Summary Two Croatian generals arrived in Zagreb Friday after being freed by a UN court.
A UN court on Friday acquitted Croatian ex-generals Ante Gotovina and Mladen Markac of war crimes during the bloody 1990s breakup of Yugoslavia, to shouts and tears of joy from their supporters and outrage in Serbia.
The packed public gallery at International Criminal Tribunal for the former Yugoslavia (ICTY) erupted in cheers and applause as Judge Theodor Meron read the acquittal.
Many people burst out in tears and hugged Markac s wife, Mirjana, who was at the hearing, as supporters outside uncorked champagne bottles.
But Serbia, which still has military and political leaders including Radovan Karadzic and Ratko Mladic on trial at the court, was furious over the acquittal.
"The UN war crimes court has lost all credibility," minister Rasim Ljajic, responsible for the country s cooperation with the tribunal, told the Beta news agency.
"Today s decision is proof of selective justice which is worse than any injustice," he said.
Gotovina and Markac, considered heroes in Croatia, were last year jailed for 24 and 18 years respectively for the murder of Croatian Serbs during their country s struggle for independence and the bloody, ethnically driven break-up of Yugoslavia.
But the court rejected the premise on which the initial convictions had been based, namely that any artillery that landed on Serb-inhabited towns and was more than 200 metres (yards) from a military target amounted to an attack on civilians.
Judges therefore also overturned the finding of "a joint criminal enterprise whose purpose was the permanent and forcible removal of Serb civilians from the Krajina region."
Croatian Prime Minister Zoran Milanovic hailed the acquittals but admitted that "the Croatian state" had made mistakes during the conflict.
Outside the courthouse supporters uncorked champagne while singing Croatian nationalist songs. Candle-lit vigils were held the night before the ruling around Croatia, which will join the European Union in July, having fulfilled the condition of handing over war crimes suspects to the court based in The Hague.
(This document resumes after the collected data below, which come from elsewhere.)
PR #160, opened 2024-10-03
feat: support multiple archives with "priority" field

letFunny:
This commit adds support for fetching packages from multiple archives. It introduces a new field `archives.<archive-name>.priority` which takes in a signed integer and specifies the priority of a certain archive. A package is fetched from the archive with highest priority and negative priorities are ignored unless explicitly pinned in a package.

The concept of default archive in chisel.yaml is now deprecated. However, the field can still be present and it will be parsed but IGNORED.

DEPRECATED: "archives.<archive>.default" field in chisel.yaml.

-----

### DIFF
--- a/internal/setup/setup.go
+++ b/internal/setup/setup.go
@@ -553,6 +553,9 @@ func parseRelease(baseDir, filePath string, data []byte) (*Release, error) {
 			return nil, fmt.Errorf("%s: archive %q missing components field", fileName, archiveName)
 		}
 		if details.Default && defaultArchive != "" {
+			if archiveName < defaultArchive {
+				archiveName, defaultArchive = defaultArchive, archiveName
+			}
 			return nil, fmt.Errorf("%s: more than one default archive: %s, %s", fileName, defaultArchive, archiveName)
 		}
 		if details.Default {
--- a/internal/setup/setup.go
+++ b/internal/setup/setup.go
@@ -540,7 +540,6 @@ func parseRelease(baseDir, filePath string, data []byte) (*Release, error) {
 
 	// For compatibility if there is a default archive set and priorities are
 	// not being used, we will revert back to the default archive behaviour.
-	hasDefault := false
 	hasPriority := false
 	var defaultArchive string
 	for archiveName, details := range yamlVar.Archives {
@@ -558,7 +557,6 @@ func parseRelease(baseDir, filePath string, data []byte) (*Release, error) {
 		}
 		if details.Default {
 			defaultArchive = archiveName
-			hasDefault = true
 		}
 		if len(details.PubKeys) == 0 {
 			return nil, fmt.Errorf("%s: archive %q missing public-keys field", fileName, archiveName)
@@ -586,7 +584,7 @@ func parseRelease(baseDir, filePath string, data []byte) (*Release, error) {
 			PubKeys:    archiveKeys,
 		}
 	}
-	if hasDefault && !hasPriority {
+	if defaultArchive != "" && !hasPriority {
 		// For compatibility with the default archive behaviour we will set
 		// negative priorities to all but the default one, which means all
 		// others will be ignored unless pinned.
--- a/internal/setup/setup.go
+++ b/internal/setup/setup.go
@@ -591,7 +591,7 @@ func parseRelease(baseDir, filePath string, data []byte) (*Release, error) {
 		// negative priorities to all but the default one, which means all
 		// others will be ignored unless pinned.
 		i := -1
-		for archiveName, _ := range yamlVar.Archives {
+		for archiveName := range yamlVar.Archives {
 			release.Archives[archiveName].Priority = i
 			i--
 		}
--- a/internal/setup/setup.go
+++ b/internal/setup/setup.go
@@ -588,10 +588,14 @@ func parseRelease(baseDir, filePath string, data []byte) (*Release, error) {
 		// For compatibility with the default archive behaviour we will set
 		// negative priorities to all but the default one, which means all
 		// others will be ignored unless pinned.
-		i := -1
+		var archiveNames []string
 		for archiveName := range yamlVar.Archives {
-			release.Archives[archiveName].Priority = i
-			i--
+			archiveNames = append(archiveNames, archiveName)
+		}
+		// Make it deterministic.
+		slices.Sort(archiveNames)
+		for i, archiveName := range archiveNames {
+			release.Archives[archiveName].Priority = -i - 1
 		}
 		release.Archives[defaultArchive].Priority = 0
 	}
--- a/internal/setup/setup.go
+++ b/internal/setup/setup.go
@@ -21,10 +21,9 @@ import (
 // Release is a collection of package slices targeting a particular
 // distribution version.
 type Release struct {
-	Path           string
-	Packages       map[string]*Package
-	Archives       map[string]*Archive
-	DefaultArchive string
+	Path     string
+	Packages map[string]*Package
+	Archives map[string]*Archive
 }
 
 // Archive is the location from which binary packages are obtained.
@@ -33,6 +32,7 @@ type Archive struct {
 	Version    string
 	Suites     []string
 	Components []string
+	Priority   int
 	PubKeys    []*packet.PublicKey
 }
 
@@ -229,6 +229,28 @@ func (r *Release) validate() error {
 		return err
 	}
 
+	// Check for archive priority conflicts.
+	priorities := make(map[int]*Archive)
+	for _, archive := range r.Archives {
+		if old, ok := priorities[archive.Priority]; ok {
+			if old.Name > archive.Name {
+				archive, old = old, archive
+			}
+			return fmt.Errorf("chisel.yaml: archives %q and %q have the same priority value of %d", old.Name, archive.Name, archive.Priority)
+		}
+		priorities[archive.Priority] = archive
+	}
+
+	// Check that archives pinned in packages are defined.
+	for _, pkg := range r.Packages {
+		if pkg.Archive == "" {
+			continue
+		}
+		if _, ok := r.Archives[pkg.Archive]; !ok {
+			return fmt.Errorf("%s: package refers to undefined archive %q", pkg.Path, pkg.Archive)
+		}
+	}
+
 	return nil
 }
 
@@ -355,9 +377,6 @@ func readSlices(release *Release, baseDir, dirName string) error {
 		if err != nil {
 			return err
 		}
-		if pkg.Archive == "" {
-			pkg.Archive = release.DefaultArchive
-		}
 
 		release.Packages[pkg.Name] = pkg
 	}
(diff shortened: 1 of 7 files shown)


internal/setup/setup.go
```diff
@@ -21,10 +21,9 @@ import (
 // Release is a collection of package slices targeting a particular
 // distribution version.
 type Release struct {
-	Path           string
-	Packages       map[string]*Package
-	Archives       map[string]*Archive
-	DefaultArchive string
```
niemeyer, line 27: Instead of deprecating, dropping, and ignoring a default archive setting, shouldn't we be supporting it and making it incompatible with priorities?  That is, if we have a default archive, we simply translate that into priorities (e.g. priority=1 for the default, -1 for everyone else). Result should be the same, right?

Note that if we don't do something like that, there's a window of breakage where people update their chisel releases, and their cached revisions do not have the new language.

internal/setup/setup.go
```diff
@@ -355,9 +377,6 @@ func readSlices(release *Release, baseDir, dirName string) error {
 		if err != nil {
 			return err
 		}
-		if pkg.Archive == "" {
-			pkg.Archive = release.DefaultArchive
```
niemeyer, line 359: Yeah, this will probably create issues on the transition, per the point above.

internal/setup/setup.go
```diff
@@ -534,14 +558,6 @@ func parseRelease(baseDir, filePath string, data []byte) (*Release, error) {
 		if len(details.Components) == 0 {
 			return nil, fmt.Errorf("%s: archive %q missing components field", fileName, archiveName)
 		}
-		if len(yamlVar.Archives) == 1 {
-			details.Default = true
-		} else if details.Default && release.DefaultArchive != "" {
-			return nil, fmt.Errorf("%s: more than one default archive: %s, %s", fileName, release.DefaultArchive, archiveName)
```
niemeyer, line 540: If we do support the suggested compatibility approach, we should fail if we find archives using both "default" and "priority".

niemeyer (changes requested):
Looking good!  Mostly trivial comments.

internal/setup/setup.go
letFunny: > Instead of deprecating, dropping, and ignoring a default archive setting, shouldn't we be supporting it and making it incompatible with priorities?

When we discussed this in the past, the idea was to keep both "default" and "priority" in chisel releases so both the old versions of Chisel and the new ones will work, old ones will ignore "priority" and new ones will ignore "default". I think that addresses your concern below:

> Note that if we don't do something like that, there's a window of breakage where people update their chisel releases, and their cached revisions do not have the new language.

internal/slicer/slicer.go
```diff
@@ -469,3 +464,52 @@ func createFile(targetPath string, pathInfo setup.PathInfo) (*fsutil.Entry, erro
...
+			// asks for it with the "archive" field.
+			continue
+		}
+		sortedArchives = append(sortedArchives, archive)
+	}
+	slices.SortFunc(sortedArchives, func(a, b *setup.Archive) int {
+		return b.Priority - a.Priority
+	})
+
+	pkgArchives := make(map[string]archive.Archive)
```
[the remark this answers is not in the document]
letFunny: I have changed it to `pkgToArchive` which is a bit more descriptive and this way we can unify the name with https://github.com/canonical/chisel/pull/160#discussion_r1799610441.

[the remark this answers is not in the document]
letFunny: Done in https://github.com/canonical/chisel/pull/160/commits/a19c876a48e3fdcfb204886fdfd11173a25055c1.

internal/slicer/slicer.go
```diff
@@ -86,21 +86,16 @@ func Run(options *RunOptions) error {
 		targetDir = filepath.Join(dir, targetDir)
 	}
 
+	archives, err := selectPkgArchives(options.Archives, options.Selection)
```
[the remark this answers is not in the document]
letFunny: Done in Done in https://github.com/canonical/chisel/pull/160/commits/a19c876a48e3fdcfb204886fdfd11173a25055c1 (see also other comment).

internal/slicer/slicer.go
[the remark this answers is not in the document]
niemeyer: pkgToArchive sounds out of context, and somewhat like a conversion function.

This is literally the "package archive", or the "archive for package" if you want to use a preposition.

internal/setup/setup.go
niemeyer: > When we discussed this in the past, the idea was to keep both "default" and "priority" in chisel releases so both the old versions of Chisel and the new ones will work, old ones will ignore "priority" and new ones will ignore "default". I think that addresses your concern below:

Okay, that sounds reasonable. With that said, we can probably do better than ignoring the default field completely, if it in fact needs to remain present otherwise things will break for people.  We can, for example, enforce its uniqueness, and that it is set on the highest priority archive, so that the behavior remains proper for the older releases.

internal/setup/setup.go
niemeyer: Yes, if the idea is to use this on older releases, we need to keep both pieces of data. Let's continue on the thread above.

internal/setup/setup.go
niemeyer: It's also worth noting that we cannot verbally flag this as deprecated for existing releases. We've just tagged 1.0, so this needs to remain current while we don't bump the format.  We can bump it for new releases, though, as compatibility breakage is expected across major releases.  Might be worth waiting for a few more things before bothering with it, though.

letFunny: > With that said, we can probably do better than ignoring the default field completely, if it in fact needs to remain present otherwise things will break for people. We can, for example, enforce its uniqueness, and that it is set on the highest priority archive, so that the behavior remains proper for the older releases.

That makes sense and would be helpful to validate the releases. The only problem that I see with trying to match default and priority is that the behavior is not going to be the same anyway. Even if the highest priority is the default archive, the difference is that now we will look in other archives while older Chisel releases will only look at the default. For example, if we add the fips archive, we will add it with the highest priority and it will not be problematic because Chisel will look into the other archives for packages not present there. However, if we also mark it as the default then all the older releases will only look into fips and thus fail to download packages.

Maybe for validation instead of parsing the default field in v1, we could rely on the CI in chisel-releases to check compatibility against several versions: latest commit, v1, v0.7, etc. instead of only the latest commit (what it does now).

internal/slicer/slicer.go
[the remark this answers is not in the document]
letFunny: Changed in https://github.com/canonical/chisel/pull/160/commits/bb18527ae836fe79bdc978cbd8f2eb5993e9dcd9.

internal/setup/setup.go
letFunny: Discussed offline,

> That is, if we have a default archive, we simply translate that into priorities (e.g. priority=1 for the default, -1 for everyone else)

Is a good idea to prevent breaking people who update to the latest version of Chisel but have not updated their local chisel release (yet).

internal/setup/setup.go
```diff
@@ -542,14 +572,36 @@ func parseRelease(baseDir, filePath string, data []byte) (*Release, error) {
 			}
 			archiveKeys = append(archiveKeys, key)
 		}
+		if details.Priority > MaxArchivePriority || details.Priority < MinArchivePriority {
+			return nil, fmt.Errorf("%s: archive %q has invalid priority value of %d", fileName, archiveName, details.Priority)
+		}
+		if details.Priority != 0 {
+			hasPriority = true
```
niemeyer, line 579: The handling of priority zero seems a bit loose at the moment. We consider it not being zero here as "it has priority", but then right below we actually define the default (!) priority as zero.  Also, we error if two priorities are the same, which forces people to enter a priority value for all but one of them, which will be automatically set to zero due to how yaml unmarshaling takes place on the int type.

It looks like we might fix all of these issues at once by forcing the priority, if present, to be either positive or negative, and considering zero to be unset per the test above. On unmarshalling, if we can clarify the situation further by having the Priority field on the yaml type being a pointer, so we can differentiate between unset and zero, and then failing on inconsistency (any priority is set but some not, or no default and no priority).

niemeyer (changes requested):
It's looking good. Just one detail about zero priorities being slightly loose.

internal/setup/setup.go
letFunny: Done in https://github.com/canonical/chisel/pull/160/commits/418ea0d85a5d307da5801536b9ab98d1af65fb55, I have changed the priority to be a pointer so we can distinguish when it is 0 and when it is unset. Also, we now return an error in the case there is an inconsistent use of priorities. The only bit I am not sure about is the error messages when there are no priorities set across several archives (I have included a test in the commit to show that).

niemeyer: I think the error we want in those cases is to point out just one of them as a hint. Something like:
```
error: archive %q is missing the priority setting
```
We can raise this when there is no `defaultArchive`, and we have a `priorityArchive` (which needs support, equivalent to `noPriorityArchive`).

niemeyer (changes requested):
Follow up:

internal/setup/setup.go
```diff
@@ -542,14 +573,46 @@ func parseRelease(baseDir, filePath string, data []byte) (*Release, error) {
...
+			if archiveNoPriority != "" {
+				return nil, fmt.Errorf("%s: archive %q missing priority", fileName, archiveNoPriority)
+			}
+			priority = *details.Priority
+			if priority > MaxArchivePriority || priority < MinArchivePriority {
+				return nil, fmt.Errorf("%s: archive %q has invalid priority value of %d", fileName, archiveName, priority)
+			}
+		} else {
+			if hasPriority {
+				return nil, fmt.Errorf("%s: archive %q missing priority", fileName, archiveName)
```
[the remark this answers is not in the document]
letFunny: Agree with the suggestions. The only thing I have changed is to make the branch in line 586 deterministic by ordering the archive names.

internal/setup/setup.go
```diff
@@ -542,14 +573,46 @@ func parseRelease(baseDir, filePath string, data []byte) (*Release, error) {
...
 			archiveKeys = append(archiveKeys, key)
 		}
+		priority := 0
+		if details.Priority != nil {
+			hasPriority = true
+			if archiveNoPriority != "" {
+				return nil, fmt.Errorf("%s: archive %q missing priority", fileName, archiveNoPriority)
+			}
+			priority = *details.Priority
+			if priority > MaxArchivePriority || priority < MinArchivePriority {
```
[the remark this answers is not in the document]
letFunny: My bad, I thought you meant zero as in zero-value or empty field, changed.

internal/setup/setup.go
```diff
@@ -542,14 +573,46 @@ func parseRelease(baseDir, filePath string, data []byte) (*Release, error) {
...
+		var archiveNames []string
+		for archiveName := range yamlVar.Archives {
+			archiveNames = append(archiveNames, archiveName)
+		}
+		// Make it deterministic.
+		slices.Sort(archiveNames)
+		for i, archiveName := range archiveNames {
+			release.Archives[archiveName].Priority = -i - 1
+		}
+		release.Archives[defaultArchive].Priority = 0
```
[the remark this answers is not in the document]
letFunny: Changed.

internal/setup/setup.go
letFunny: Done. We know check if there is more than one archive and there is no default and there are no priorities.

A third accused, Ivan Cermak, who was deputy Croatian defence minister at the time, was acquitted.
The prosecution said 324 Serb civilians and soldiers were killed and "close to 90,000 Serbs were forcibly displaced with the clear intention that they never return."
Serb victims associations put the numbers at 1,200 civilians killed and 220,000 refugees.
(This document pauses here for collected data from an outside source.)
PR #225, opened 2026-01-21
feat(@deepnote/convert): Create snapshots when converting notebooks.

Artmann:
- Added the `--single-file` flag to disable snapshot mode (default: `false`, meaning snapshots are enabled
  by default)
- Converting TO Deepnote now:
  - Creates a source file without outputs
  - Creates snapshots/ directory with snapshot file
- Converting FROM Deepnote now:
  - Automatically loads and merges the latest snapshot
  - Outputs are included in converted files

## Summary by CodeRabbit

* **New Features**
  * CLI flag to choose single-file (embed outputs) vs split snapshot files
  * Snapshot system: create/discover/load/split/merge with deterministic hashing and optional in-memory snapshots; write helper that can emit source + snapshot
  * Marimo support: per-cell outputs extraction and propagation into conversions
  * Read-and-convert helpers for Jupyter/Marimo/Percent/Quarto and unified, snapshot-aware conversion flow
  * Improved format detection, richer Jupyter output types, and executable-block detection

* **Tests**
  * Extensive unit and integration tests covering hashing, lookup, split/merge, format detection, Marimo outputs, and end-to-end snapshot workflows

* **Chores**
  * Added a local development CLI script


packages/convert/src/snapshot/split.ts
```diff
@@ -0,0 +1,146 @@
...
+  'input-slider',
+  'input-date',
+  'input-date-range',
+  'input-file',
+])
+
+/**
+ * Checks if a block type can have outputs
+ */
+function isExecutableBlock(type: string): boolean {
```
tkislan: This is now a duplicite function
Same logic was merged into `packages/runtime-core/src/execution-engine.ts`

packages/convert/src/snapshot/split.ts
```diff
@@ -0,0 +1,146 @@
...
+ * Creates a slug from a project name.
+ * Converts to lowercase, replaces spaces and special chars with hyphens,
+ * removes consecutive hyphens, and trims leading/trailing hyphens.
+ *
+ * @param name - The project name to slugify
+ * @returns A URL-safe slug
+ */
+export function slugifyProjectName(name: string): string {
+  return name
+    .toLowerCase()
```
tkislan, line 19: we should also do `.normalize()` or with some explicit option
as people can easily have accented characters in the project name

Artmann: Didn't know about `normalize`. Added.

packages/convert/src/snapshot/split.ts
Artmann: Nice. I've extracted it to blocks, and both places use that version now.

tkislan (dismissed):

Asked about crimes committed by Croat troops before and after the shelling of Serb towns, mentioned by Judge Meron, lawyer Kehoe said "those crimes have to be investigated."
Gotovina, the highest-ranking Croatian army officer tried by the court, and Markac appealed their sentences in May, with their lawyer disputing that Croatian artillery ever targeted civilians, something appeals judges agreed with.
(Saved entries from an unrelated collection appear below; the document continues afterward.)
PR #238, opened 2026-01-22
feat(@deepnote/cli): add TOON output format for LLM-optimized output

jamesbhobbs:
Add --toon flag to inspect and run commands as an alternative to --json. TOON (Token-Oriented Object Notation) reduces token usage by 30-60% compared to JSON while remaining human-readable, making it ideal for LLM consumption.

- Add @toon-format/toon dependency
- Add outputToon() function to output.ts
- Support --toon flag in inspect and run commands
- Add tests for outputToon function
- Update help text with TOON examples

## Summary by CodeRabbit

* **New Features**
  * Unified output flag (-o, --output <format>) supporting json and a new "toon" format; optional efficiency hint for toon.

* **Behavior**
  * Machine-readable output (-o json / -o toon) suppresses interactive logs and per-block rendering; validate accepts json only; invalid formats error.

* **Documentation**
  * Added "Data Formats" entries for toon/TOON/Toon and updated CLI docs/examples to use -o/--output.

* **Tests**
  * Added tests for toon output, efficiency analysis, hints, completions, and format validation.

* **Chores**
  * CLI now references an external TOON encoder dependency.

### DIFF
--- a/packages/cli/src/output.ts
+++ b/packages/cli/src/output.ts
@@ -166,7 +166,7 @@ export function outputToon(data: unknown, options?: { showEfficiencyHint?: boole
       const hint =
         savingsPercent <= 0
           ? `Hint: JSON would be ${Math.abs(savingsPercent).toFixed(0)}% smaller for this data. ` +
-            'Consider --json for better compatibility.'
+            'Consider --output json for better compatibility.'
           : `Hint: TOON only saves ${savingsPercent.toFixed(0)}% over JSON for this data. ` +
             'TOON works best with uniform arrays of objects (30-60% typical savings).'
 


packages/cli/src/commands/inspect.ts
```diff
@@ -24,6 +25,8 @@ export function createInspectAction(
       const exitCode = error instanceof FileResolutionError ? ExitCode.InvalidUsage : ExitCode.Error
       if (options.json) {
```
tkislan: Or what if we would change the option to `output` enum with currently available enum options of "json" and "toon"
e.g. like `kubectl` has it https://kubernetes.io/docs/reference/kubectl/#formatting-output
or also `aws`, `gcloud`, `docker` and other cli tools as well

tkislan (commented):
I would consider merging the output flags into a single `-o/--output` one

packages/cli/src/commands/inspect.ts
dinohamzic: That's a great point, it makes way more sense to do it as you are proposing. Will apply the changes in a sec.

dinohamzic: Changes applied here: https://github.com/deepnote/deepnote/pull/238/changes/3800aeb1cf024584f2d140468d7cc22d4f5a51f6

packages/cli/src/cli.ts
```diff
@@ -197,7 +224,13 @@ ${c.bold('Exit Codes:')}
...
     .description('Validate a .deepnote file against the schema')
     .argument('<path>', 'Path to a .deepnote file to validate')
-    .option('--json', 'Output in JSON format for scripting')
+    .option('-o, --output <format>', 'Output format: json', (value: string): OutputFormat => {
+      // Validate command only supports JSON output (no TOON)
+      if (value !== 'json') {
+        throw new Error(`Invalid output format: ${value}. Valid formats: json`)
+      }
+      return value as OutputFormat
+    })
```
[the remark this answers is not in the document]
dinohamzic: Where is this code duplicated?

packages/cli/src/output.ts
tkislan: this is now outdated

packages/cli/src/cli.ts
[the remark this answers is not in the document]
dinohamzic: Fixed.

packages/cli/src/output.ts
dinohamzic: Nice catch. Fixed!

Prosecutors had argued that Operation Storm was a "joint criminal enterprise", devised by the late Croatian president Franjo Tudjman and senior Croat military commanders to drive Serbs from the country.
Gotovina, seen by his supporters as the man who helped liberate Croatia in the chaotic aftermath of the collapse of the Soviet Union, was arrested in a luxury hotel in the Spanish Canary Islands in December 2005 after almost four years on the run.